Elle les avait vus en concert à Londres en 1968.
 
***
 
 
Je n’ai jamais acheté de disques de Cure. Pourtant j’aimais bien leurs morceaux Pop, comme le générique des Enfants du Rock.
Delphine D. et moi étions amants. Je trompais Odyssée avec Delphine. Cela durait depuis des mois. Mais je ne voulais pas quitter Odyssée. Delphine habitait avec son frère Cyrille, à côté d’une cour d’école. C’est la récréation de 10h15 qui nous réveillait.

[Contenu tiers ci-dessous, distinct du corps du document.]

PR #9773, opened 2021-07-28
fix: check current route in its children before checking all of them to handle navigation action

chuganzy:
Currently React Navigation checks if it can handle navigation action in following order as noted in `useOnAction`:

1. check if current router can handle
2. if not, check if parent can handle
3. if not, check if children can handle

In step 3, it checks the listeners from the newest order.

Cyrille nous considérait comme des branleurs parce que nous étions aux Beaux-Arts. Mais un petit doute l’empêchait de nous mépriser totalement : Et si nous étions les futurs Delaunay ou Tinguely et Niki de Saint-Phalle ? Il étudiait le cinéma, un cursus
plus responsabilisant que le nôtre. Il écoutait le grand orchestre de Montovani et envisageait la musique surtout comme une bande son.
Cela m’a permis de découvrir la variété italienne des années 50 et 60, les « Successi italiani ». Delphine avait adopté les mêmes goûts musicaux que son frère elle reniait alors ses premières amours rock.
Un jour, elle a voulu faire le ménage et s’est débarrassée de certains disques. Elle m’a donné le disque des Cure en affirmant qu’elle ne l’aimait plus. J’ai accepté le cadeau comme on recueille un animal abandonné. Je ne connaissais pas cet album. J’en découvris le titre avec stupeur : « Pornography ». Elle avait raison ; notre relation était pornographique. Je la quittai.
 
***
 
Live in the airage - Be-bop Deluxe
 
 
Je me souviens uniquement que la pochette contenait deux disques, un noir et un blanc. Le vinyle blanc m’a beaucoup intrigué, je me demandais s’il allait en sortir de la musique.
***

LA PRESSE

 
Pochettes surprise
Michel Briat est peintre. Et amateur de rock. Sa collection de disques, il l’a commencée dans les années 70. Puis deux drames ont jalonné sa vie de mélomane esthète : l’arrivée du CD suivi d'une ex, traîtresse, qui a liquidé ses précieux vinyls. Mais ces pochettes sont restés gravées dans sa tête. Ils les a repeintes de mémoire, accompagnant chaque tableau d’une anecdote, d’un souvenir, d’une histoire. De Tommy (The Who) à Hoppkorv (Hot Tuna) en passant par Cohen, les Stones, Santana ou Cure : un carnet intime offert à tous sous la forme d'un livre touchant. ? H.C.